Le président a été élu en raison de ses réalisations, mais aussi pour le programme qu’il a adopté. Il a parlé d’un grand et d’un réel changement. Il s’est engagé vis-à-vis des citoyens et je pense qu’il entamera immédiatement son application, notamment les dossiers économique et des services.

— Cette expérience n’a-t-elle pas mis au jour des différends ou encore des conflits entre ce qu’on appelle l’ancienne garde et la nouvelle génération du PND ?
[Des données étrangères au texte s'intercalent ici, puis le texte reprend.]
PR #295, opened 2018-04-19
Compress some README steps into bin/setup

patcon:
Dependant on https://github.com/edgi-govdata-archiving/web-monitoring-db/pull/294


README.md
```diff
@@ -46,45 +46,27 @@ It’s a Rails app that:
...
+    <sub>Alternatively, for manual postgres setup, [see below](#manual-postgres-setup).</sub>
 
     If you're getting error such as `FATAL: role "user" doesn't exist. Couldn't create database.` check [troubleshooting](#troubleshooting) below.
 
-10. Start the server!
+7. Start the server!
 
     ```sh
-    $ bundle exec rails server
+    $ bin/rails server
```
Mr0grog: Technically, this should still `bundle exec rails server` or `bundle exec bin/rails server`. A lot of the time, skipping the `bundle exec` part will work fine, but if the app is not compatible with a newer version of a gem you might have (e.g. because you are running multiple apps using the same version of Ruby or maybe different branches use different gems), you can have problems. `bundle exec` is what makes sure the right versions of each gem get loaded.

README.md
```diff
@@ -46,45 +46,27 @@ It’s a Rails app that:
...
     ```
 
-7. Wherever you cloned the repo, go to that directory and install dependencies:
+    This will set up and populate a database with sample data and an admin user. (Read the output for details!)
 
-    ```sh
-    $ bundle install --without production
-    ```
-
-8. Copy the .env.example file to .env - this allows for easy configuration locally.
```
Mr0grog: I feel like we still need a line that at least explains this is what you modify to change your local configuration. That’s an important thing that people need to know how to do.

db/seeds.rb
```diff
@@ -16,8 +16,8 @@
 end
 
 admin = User.find_or_create_by(admin: true) do |user|
-  password = 'PASSWORD'
-  user.email = 'seed-admin@example.com'
+  password = 'someones_password'
+  user.email = 'someone@example.com'
```
Mr0grog: Why did you change the default e-mail and password?

db/seeds.rb
```diff
@@ -35,3 +35,7 @@
 FileStorage.default = FileStorage::LocalFile.new(path: Rails.root.join('db'))
 ImportVersionsJob.perform_now(import)
 FileStorage.default = fs_default
+
+puts "\n\n------------------------------------------------------------"
+puts "Login in with these admin credentials: #{admin.email} / #{admin.password}"
+puts "------------------------------------------------------------\n\n"
```
Mr0grog: Hmmm. A few concerns here:

1. `admin.password` will always return `nil` (it’s just a setter that eventually modifies `encrypted_password`), so this line won’t give you useful credentials.
2. At this point, there’s actually no way to get the password, so you actually *can’t* print usable credentials here (we only store the hashed password).
3. If a user was created, we have sort-of-duplicated output (from line 24), which is weird/confusing.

— C’était une mission dirigée par le président, et il a chargé un certain nombre de personnes pour l’achever. Ainsi, la campagne se menait sur deux niveaux. Le secrétariat général du parti, qui donnait les instructions, et un autre niveau exécutif. C’est ce dernier qui a été dominé par des figures plutôt jeunes. En effet, au sein du PND on peut parler de trois générations : l’ancienne, la moyenne et les jeunes. Ces trois générations ont suivi certes des formations bien différentes, et sont passées par des expériences divergentes, ce qui fait que les visions ne sont pas toujours les mêmes. Ce n’est en aucun cas négatif, je crois qu’en revanche ceci enrichit les débats entre les membres du parti. Mais de manière plus générale, la tendance de Moubarak n’est pas liée à une génération ou à une autre. C’est une vision, voire un mode de vie. Nous passons par une nouvelle phase qui exige une manière inaccoutumée de travail et malheureusement, certains ne sont pas encore conscients qu’il y a un changement en cours dans la société.